[Linux-ha-dev] "Hot Failover" status/plans
ben.carlyle at wrsa.com.au
ben.carlyle at wrsa.com.au
Sun Aug 5 18:07:34 MDT 2007
linux-ha-dev-bounces at lists.linux-ha.org wrote on 04/08/2007 09:22:59 PM:
> ben.carlyle at wrsa.com.au wrote:
> > I'm currently reviewing technology in the high availability area for
> > applicability to replace an existing proprietary system.
> > The brief of the existing software is to provide n-way redundancy for
> > applications/resources that need to be highly available, with hot
> > failover. The existing system takes a fairly simple approach. It
> > requires prior configuration of exactly where all resources will be
> > running. It runs all replicas all the time, and tells one replica to
> > the controller while others are told not to be the controller.
> I'm not sure which "existing software" you're talking about. This
> doesn't sound like Linux-HA 2.x...
Sorry... this is the existing proprietary system being used in-house. I am
performing a semi-regular review as to which (if any) of our properietary
systems could be replaced with open technology. Linux HA has been at the
top of the list of candidates for replacing this particular system for
> > Is there an established mechanism or approach to providing hot
> > using existing LinuxHA technology?
> > If not, what do the plans towards this goal look like? For example, is
> > there a clear idea as to how resources managed in this way are told
> > about decision of control?
> Yes. Look at the master/slave resources. Otherwise called multi-state
Thanks.. I think it will take me some time to digest, but this sounds
plausible. If I understand correctly, multistate resources allow me to:
* Specify which nodes in the system are legal for the resource to run on
* Specify how many instances of a particular resource will be running
* Specify that there will be at most one instance per node
* Specify the maximum number of instances in state 1 (as compared to state
In particular, that I can say:
* Run at least three replicas across these six nodes
* Make sure one them is in state 1 (master), and the others are in state 2
I have to write a resource agent (a shell script, I think) that is able to
tell linux-ha whether the particular instance is in
active/inactive/master/slave/etc state at any time. linux-ha will call the
script with promote or demote commands to request transitions between
state 1 and state 2.
This all sounds like it might be roughly in-line with the functionality
that is a candidate for replacement. I think I would have to work through
some of the error cases, and understand better how failures of individual
instances are detected and dealt with.
> > Is it possible to set up some sort of "mega cluster" with Linux HA? By
> > this I mean that a resource is shared across multiple geographical
> > locations, each with a mini-cluster. Each mini-cluster would elect a
> > leader, which exchanges heartbeat messages with the leader of the
> > cluster. Within each mini-cluster, heartbeats can be exchanged n-ways.

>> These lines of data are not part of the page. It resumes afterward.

PR #428, opened 2024-12-16
Fix APC/BIGAPC wheels when player wasted equivalent cop car in previous race

b-kurczynski:
This is a fix to a bug which existed in original game. If player wasted a cop car driving a cop car then in next race player's APC wheels do not rotate nor turn in any direction. The same applies in case Suppressor is wasted by Suppressor.

### DIFF
--- a/src/DETHRACE/common/structur.c
+++ b/src/DETHRACE/common/structur.c
@@ -480,6 +480,10 @@ void DoGame(void) {
     int second_select_race;
     int first_summary_done;
     int i;
+#if defined(DETHRACE_FIX_BUGS)
+    // Player's APC/BIGAPC wheels got stuck if the equivalent cop car was wasted in previous race
+    int power_up_levels[3];
+#endif
     LOG_TRACE("()");
 
     gAbandon_game = 0;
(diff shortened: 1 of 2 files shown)


src/DETHRACE/common/structur.c
```diff
@@ -523,6 +528,28 @@ void DoGame(void) {
                     SwapNetCarsLoad();
                 }
             } else {
+#if defined(DETHRACE_FIX_BUGS)
+                // Player's APC/BIGAPC wheels got stuck if the equivalent cop car was wasted in previous race
+                if(strcmp(gProgram_state.car_name, "APC.TXT") == 0 ||
+                   strcmp(gProgram_state.car_name, "BIGAPC.TXT") == 0) {
+                    AboutToLoadFirstCar();
```
dethrace-labs, line 535: I don't think this is required, or the calls to switch resolution, or SetCarStorageTexturingLevel.

could you try without these?

b-kurczynski: That was my first approach but it didn't look good
image

The HUD is completely misaligned and cockpit view is in lowres even when hires is enabled. After that I decided to repeat complete "science & magic" that happens on regular car change and that started to work.

PR #431, opened 2025-01-05
ci: use SDL2 from head

madebr:
SDL2 from head includes a patch that does not fail CMake configuration when libX11 can be found, but no xext.h header.

### DIFF
--- a/.github/workflows/workflow.yaml
+++ b/.github/workflows/workflow.yaml
@@ -48,7 +48,7 @@ jobs:
           cmake-arguments: ${{ matrix.platform.cmake-args }}
           cmake-generator: Ninja
           cmake-toolchain-file: ${{ matrix.platform.cmake-toolchain-file }}
-          version: 2-latest
+          version: 2-head
           add-to-environment: true
 
       - name: 'Prepare sources for release'


madebr:
All 2.x releases from the SDL2 are ABI compatible, so breakage is no issue.

b-kurczynski (approved):

Squall-Leonhart:
> All 2.x releases from the SDL2 are ABI compatible, so breakage is no concern.

breakage is always a concern, 

bind to a release tag, and not get surprised by accidental regressions you can't track for.

madebr:
> > All 2.x releases from the SDL2 are ABI compatible, so breakage is no concern.
> 
> breakage is always a concern,
> 
> bind to a release tag, and not get surprised by accidental regressions you can't track for.

True, but I trust the SDL devs on this one. ;)

b-kurczynski:
So what exactly happen? If I see correctly the runner switched from Ubuntu 22.x to 24.x, right? If there is a risk of regression due to usage of SDL2's bleeding-edge, and the issue is that 24.x is missing certain header files (missing packages?) compared to 22.x, then maybe it's better to revert back to use latest SDL2 and just install the missing package to 24.x like I did attempt in my PR?

Squall-Leonhart:
> True, but I trust the SDL devs on this one. ;)

you should probably look at the SDL 2.30.6 regressions then.

madebr:
> > True, but I trust the SDL devs on this one. ;)
> 
> you should probably look at the SDL 2.30.6 regressions then.

What regressions? Can you link a SDL GitHub issue?

For dethrace on Linux ci, since we don't ship a SDL2 elf library in the artifacts, we only care about the API/ABI interface, which is frozen.

madebr:
> 24.x does not contain libxss1 thus no libxext6 thus no `Xext.h` header files? There is even a suggestion to install missing package here: https://github.com/dethrace-labs/dethrace/actions/runs/12359607398/job/34492714851?pr=428#step:6:421

For Linux ci purposes, we don't really need x11 or wayland support. The only thing we care about on Linux is running the ci headless tests, and the dethrace executable correctly linked against a valid SDL2 library.
If we really  want wayland/x11 support, we'd need [a lot of extra development packages](https://github.com/libsdl-org/SDL/blob/main/docs/README-linux.md#build-dependencies), of which libxext-dev is only one.
The `libsdl-org/setup-sdl` has a [`install-linux-dependencies` option](https://github.com/libsdl-org/setup-sdl/blob/0b4058be1a69a43f9875e9a17f41e636495f5852/action.yml#L40-L41) which should automatically install all dependencies.

b-kurczynski:
> > 24.x does not contain libxss1 thus no libxext6 thus no `Xext.h` header files? There is even a suggestion to install missing package here: https://github.com/dethrace-labs/dethrace/actions/runs/12359607398/job/34492714851?pr=428#step:6:421
> 
> For Linux ci purposes, we don't really need x11 or wayland support. The only thing we care about on Linux is running the ci headless tests, and the dethrace executable correctly linked against a valid SDL2 library. If we really want wayland/x11 support, we'd need [a lot of extra development packages](https://github.com/libsdl-org/SDL/blob/main/docs/README-linux.md#build-dependencies), of which libxext-dev is only one. The `libsdl-org/setup-sdl` has a [`install-linux-dependencies` option](https://github.com/libsdl-org/setup-sdl/blob/0b4058be1a69a43f9875e9a17f41e636495f5852/action.yml#L40-L41) which should automatically install all dependencies.

Correct. However, please notice that until the runner was on 22.x the x11-ext packages where there and everything worked ok with no side effects. What is proposed now is: 1) use SDL2's head instead of official version; 2) SDL2 head IMO contains questionable fix to make Dethrace CI working - it alters CMake checks behavior and might create regression for the others and no longer provides valuable error/warning message.

b-kurczynski:
> > 1. use SDL2's head instead of official version;
> 
> Correct. That is the C in CI.
> 
> > 2. SDL2 head IMO contains questionable fix to make Dethrace CI working - it alters CMake checks behavior and might create regression for the others and no longer provides valuable error/warning message.
> 
> Right. SDL3 fails when there is no X11 or no Wayland support (there is a CMake option to allow this). Perhaps SDL2 should do the same.

The issue seems to be solely on Dethrace ground. CI/CD environment has changed because Ubuntu 24.x offers different set of pre-installed packages than 22.x. To me it means that the fix should be applied in Dethrace repo only. What is proposed is [>>this<<](https://github.com/libsdl-org/SDL/commit/16ad3e5af6ac12af6d6e06c49d78f4d6ec081519) change which might spawn a wave of new issues to the others - I would call it potential domino effect. I do understand that Dethrace does not use X11, but that's the prerequisite for SDL2.

It's all I can tell to convince you to change the proposed solution and more importantly to revert the change pushed to SDL2 repo. It's up to you which way you pick.

dethrace-labs:
I added https://github.com/dethrace-labs/dethrace/pull/432 as the smallest change required to fix the github build

PR #442, opened 2025-03-27
SDL3 migration

Link4Electronics:
- The cursor stopped working, but the game works fine.

### DIFF
--- a/cmake/FindSDL.cmake
+++ b/cmake/FindSDL.cmake
@@ -1,0 +1,242 @@
+# Distributed under the OSI-approved BSD 3-Clause License.  See accompanying
+# file Copyright.txt or https://cmake.org/licensing for details.
+
+#[=======================================================================[.rst:
+FindSDL
+-------
+
+Locate the SDL library
+
+
+Imported Targets
+^^^^^^^^^^^^^^^^
+
+.. versionadded:: 3.19
+
+This module defines the following :prop_tgt:`IMPORTED` target:
+
+``SDL::SDL``
+  The SDL library, if found
+
+Result variables
+^^^^^^^^^^^^^^^^
+
+This module will set the following variables in your project:
+
+``SDL_INCLUDE_DIRS``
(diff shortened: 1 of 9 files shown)


madebr:
About SDL3, I think we want to merge Jeff's 3dfx pr first.
Also, I think it is worthwile to investigate ways to share SDL code between SDL2/3.
Copy/pasting SDL2/3 code leads to code rot.
This would also be useful for supporting SDL1, which runs on old platforms (DOS, Windows 9x).

cmake/FindSDL.cmake
```diff
@@ -0,0 +1,242 @@
+# Distributed under the OSI-approved BSD 3-Clause License.  See accompanying
```
madebr, line 1: This file can be removed. It is part of CMake.

src/S3/CMakeLists.txt
```diff
@@ -5,7 +5,7 @@ target_include_directories(s3
         include
 )
 
-target_link_libraries(s3 PRIVATE brender SDL2::SDL2 harness compile_with_werror)
+target_link_libraries(s3 PRIVATE brender SDL3::SDL3 harness compile_with_werror)
```
madebr, line 8: We need to better separate s3 and other helper libraries from SDL2.

We still want to support SDL2.
Not all platforms support SDL3 currently, or will be ported to SDL3.
e.g. UWP support ended in upstream SDL3, which is useful for Xbox Series homebrew. There's also an unofficial Switch port that does not yet have a SDL3 port. (Though, if you have an official Nintendo Switch SDK, and are under an NDA, you can get an "official" SDL3 port)

Link4Electronics:
> About SDL3, I think we want to merge Jeff's 3dfx pr first.

I was following https://wiki.libsdl.org/SDL3/README/migration not necessarily copying and pasting, but better wait then, I'll try to collaborate on the project somehow

PR #444, opened 2025-04-01
Support multiple platform drivers

madebr:
This makes it possible to build one dethrace executable that supports multiple platforms.
(Platform in this context means a gui platform: glfw, sdl2, win32, macos, ...)

Based on this, support for SDL1 (sdl 1.2 actually :nerd_face: ) is added.
Because symbols of sdl1 and sdl2 clash (they share identical names), these are loaded dynamically.

Running cmake with default argument does not change the current behavior: sdl2 is still the one and only supported platform, and is linked against.

It is only when you configure with `-DDETHRACE_PLATFORM_SDL1=ON` and/or `-DDETHRACE_PLATFORM_SDL_DYNAMIC=ON` that you will get SDL1 support and/or dynamically loading of SDL.

This pr depends on https://github.com/dethrace-labs/BRender-v1.3.2/pull/14

`dethrace` built with this pr and https://github.com/dethrace-labs/BRender-v1.3.2/pull/14 will result in an executable that only depends on libc, even though it supports SDL1 and SDL2.
```
$ ldd dethrace
	linux-vdso.so.1 (0x00007f3028506000)
	libm.so.6 => /usr/lib64/libm.so.6 (0x00007f302841f000)
	libc.so.6 => /usr/lib64/libc.so.6 (0x00007f302823d000)
	/lib64/ld-linux-x86-64.so.2 (0x00007f3028508000)
```


src/harness/platforms/sdl12.c
```diff
@@ -0,0 +1,236 @@
...
+    return screen;
+}
+
+static int set_window_pos(void* hWnd, int x, int y, int nWidth, int nHeight) {
+    // SDL_SetWindowPosition(hWnd, x, y);
+    if (nWidth == 320 && nHeight == 200) {
+        nWidth = 640;
+        nHeight = 400;
+    }
+    SDL_UpdateRect(hWnd, x, y, nWidth, nHeight);
```
arczi84: This is causing garbage on screen after exit on AmigaOS. Is it needed?

madebr: Perhaps the real issue we're nowhere calling `SDL_DestrowWindow` (or `SDL_FreeSurface` in SDL1)?

I created this using sdl12-compat on Linux. I'm going to try "real" sdl1 now.

madebr: I think this issue got introduced by ca1ef76e7f2beef062394b2b16c2d5149c668c5f:

`PDShutdownSystem` of  `pc-win95/win95sys.c` more complete, but it got disabled by this commit:
https://github.com/dethrace-labs/dethrace/blob/2e31fc6956a5a10598d6afe023af8bbedc3278ba/src/DETHRACE/pc-win95/win95sys.c#L1

madebr: I think this is a regression introduced by the 3dfx patch, causing `DestroyWindow` not being called.
I've created a ticket at https://github.com/dethrace-labs/dethrace/issues/446

madebr: Since this is not a regression, I'd like to address #446 in a later pr.
I've got something local that addresses #446, but I'd like this one merged first.

madebr:
The last commits add ci support for SDL1.

(While reviewing, don't forgot that this pr depends on https://github.com/dethrace-labs/BRender-v1.3.2/pull/14)

madebr:
Just a reminder to say this pr is ready for final review: https://github.com/dethrace-labs/BRender-v1.3.2/pull/14 got merged in the BRender repo

dethrace-labs (approved):

PR #454, opened 2025-05-16
Add SDL3 platform driver

madebr:


dethrace-labs (approved):

.github/workflows/workflow.yaml
```diff
@@ -51,7 +51,8 @@ jobs:
           cmake-generator: Ninja
           cmake-toolchain-file: ${{ matrix.platform.cmake-toolchain-file }}
           discriminator: ${{ matrix.platform.arch }}
-          version: 2-latest
+          version: 3-latest
+          version-sdl2-compat: 2-head
           version-sdl12-compat: 1-head
```
madebr, line 56: This builds SDL3, sdl2-compat and sdl12-compat.

SDL1 is EOL since 2012, SDL2 is in maintenance mode.
So it makes sense to change the order of platforms to SDL3 first in the near future, long before a next release.

madebr:
Jeff, can you re-review?

PR #460, opened 2025-06-17
Annotate all globals and functions with their address in carm95 executable

dethrace-labs:
- Prepare for some matching-assembly antics :)

### DIFF
--- a/src/DETHRACE/common/brucetrk.c
+++ b/src/DETHRACE/common/brucetrk.c
@@ -16,6 +16,7 @@
 
 // GLOBAL: CARM95 0x53e488
 br_actor* gMr_blendy;
+
 // GLOBAL: CARM95 0x550244
 int gDefault_blend_pc;
 
--- a/src/DETHRACE/common/brucetrk.c
+++ b/src/DETHRACE/common/brucetrk.c
@@ -14,10 +14,13 @@
 #include <stdlib.h>
 #include <string.h>
 
+// GLOBAL: CARM95 0x53e488
 br_actor* gMr_blendy;
+// GLOBAL: CARM95 0x550244
 int gDefault_blend_pc;
 
 // IDA: void __usercall AllocateActorMatrix(tTrack_spec *pTrack_spec@<EAX>, br_actor ****pDst@<EDX>)
+// FUNCTION: CARM95 0x4a8a26
 void AllocateActorMatrix(tTrack_spec* pTrack_spec, br_actor**** pDst) {
     tU16 z;
     LOG_TRACE("(%p, %p)", pTrack_spec, pDst);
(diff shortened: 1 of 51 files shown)


madebr:
Perhaps also commit the `reccmp-project.yml` file so we know we're sure we're comparing the same file?
(don't forget to update `.gitignore` for `reccmp-user.yml` and `reccmp-build.yml`)

src/DETHRACE/common/brucetrk.c
```diff
@@ -14,10 +14,14 @@
 #include <stdlib.h>
 #include <string.h>
 
+// GLOBAL: CARM95 0x53e488
 br_actor* gMr_blendy;
+
+// GLOBAL: CARM95 0x550244
 int gDefault_blend_pc;
 
 // IDA: void __usercall AllocateActorMatrix(tTrack_spec *pTrack_spec@<EAX>, br_actor ****pDst@<EDX>)
```
madebr, line 23: Are the IDA annotations still useful at this point?

dethrace-labs: in some cases they have been - any time I touch the DOS executables, with IDA at least its super helpful to be able to copy-paste the function definition. We do have them in the `dethrace/codegen-output` repo though, so maybe they aren't so required here any more

dethrace-labs: And yes, on the reccmp files :+1 

This was the required first step, next step is to get it all compiling with MSVC 4.2 (up till now I was just testing on some individual functions pasted into a MSVC 4.2 project).

Once thats done, will hook up reccmp as a github action. Then the actual hard work starts :)

madebr: Since you're currently deep into ida to increase the accuracy and the annotations are useful for you, let's leave them in then :)

madebr: > And yes, on the reccmp files :+1

Since we will (probably) not try to match BRender, you probably might want to add an extra header with addresses of these functions, and also crt, [like this](https://github.com/isledecomp/isle/blob/master/LEGO1/library_msvc.h).

src/DETHRACE/common/brucetrk.c
```diff
@@ -14,10 +14,14 @@
 #include <stdlib.h>
 #include <string.h>
 
+// GLOBAL: CARM95 0x53e488
```
madebr: Looks good. My only nitpick is I would have formatted the addresses as `0x%08x` instead of `0x%x`

src/DETHRACE/common/car.c
```diff
@@ -4657,6 +4857,7 @@ void ViewNetPlayer(void) {
 }
 
 // IDA: void __cdecl ViewOpponent()
+// FUNCTION: CARM95 0x00487248
 void ViewOpponent(void) {
     static int n;
```
madebr, line 4876: These local global values also need annotations.

PR #465, opened 2025-07-28
Support for compiling with MSVC 4.20 for binary matching

dethrace-labs:


madebr (approved):
This is missing ci, but is looking good to me.

PR #479, opened 2025-09-23
loadsave.c - cap number of vehicles saved

yukichigai:
Add a limit of 48 vehicles to save stolen status, as writing more than this will corrupt the save file and cause errors when it is loaded.


src/DETHRACE/common/loadsave.c
```diff
@@ -638,7 +638,7 @@ void MakeSavedGame(tSave_game** pSave_record) {
     for (i = 0; i < gNumber_of_races; i++) {
         (*pSave_record)->race_info[i].been_there_done_that = gRace_list[i].been_there_done_that;
     }
-    for (i = 0; i < gNumber_of_racers; i++) {
+    for (i = 0; i < gNumber_of_racers && i < 48; i++) { // Tracking more than 48 vehicles corrupts save files. This only matters in modded games that add more stealable vehicles
```
madebr: Fixes relative to OG should be guarded with `#ifdef DETHRACE_FIX_BUGS`.
```suggestion
#ifdef DETHRACE_FIX_BUGS
// Tracking more than 48 vehicles corrupts save files.
// This only matters in modded games that add more stealable vehicles
#define VALID_SAVE_GAME_INDEX(SAVE_GAME, INDEX) ((INDEX) < gNumber_of_racers && (INDEX) < COUNT_OF((SAVE_GAME)->opponent_info))
#else
#define VALID_SAVE_GAME_INDEX(SAVE_GAME, INDEX) ((INDEX) < gNumber_of_racers)
#endif
    for (i = 0; VALID_SAVE_GAME_INDEX(*pSave_record, i); i++) {
#undef VALID_SAVE_GAME_INDEX
```

yukichigai: Tested that and it seems to work. A lot more elegant than my change.

madebr (approved):
To avoid incompatibility with dethrace and/or the original games, please modify `CalcLSChecksum` to make it incompatible (in your forks).
This can be done easily by changing the initial value of `checksum` to another non-zero value:
https://github.com/dethrace-labs/dethrace/blob/d5bdca5edaa30eac11b20918fe69274cf2508e60/src/DETHRACE/common/loadsave.c#L109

> For example, for synchronous replication, typically ping times between
> sites need to be on the order of a millisecond. Long distance
> geographic replication with asynchronsous replication relaxes this to a
> few tens of milliseconds, and bandwidth on the order of 10s to hundreds
> of megabytes/second. Heartbeat's needs are for latency on the order of
> hundreds or thousands of milliseconds, and bandwidth on the order of a
> half a megabit peak.
My case is not as extreme as this. Data replication is asynchronous, "as
recent as possible". I am mostly dealing with soft real-time, rather than
strict transactional processing. My needs for data replication are on a
similar scale to heartbeat's needs.
> It's my belief that what we have here will work well in typical DR
> situations. The special support we have for DR applications consists of
> three things:
> ability to distinguish which site a node is in
> ability to give each node a different weight in quorum voting
> quorum daemon - to act as a long-distance quorum tiebreaker
> Now, if you want to split an application across sites, in an
> active-active way, the application itself has to be prepared to manage
> that situation. Very few are prepared to do that.
Mine are, which I can understand is a fairly unique situation. The
super-cluster thing is not something implemented in my current technology,
rather something I have been dreaming up for a while to try and minimise
"base network load". I have been working on a variety of protocol areas to
try and keep this base load down as a percentage of overall communication.
It is a nice-to-have for me at the moment.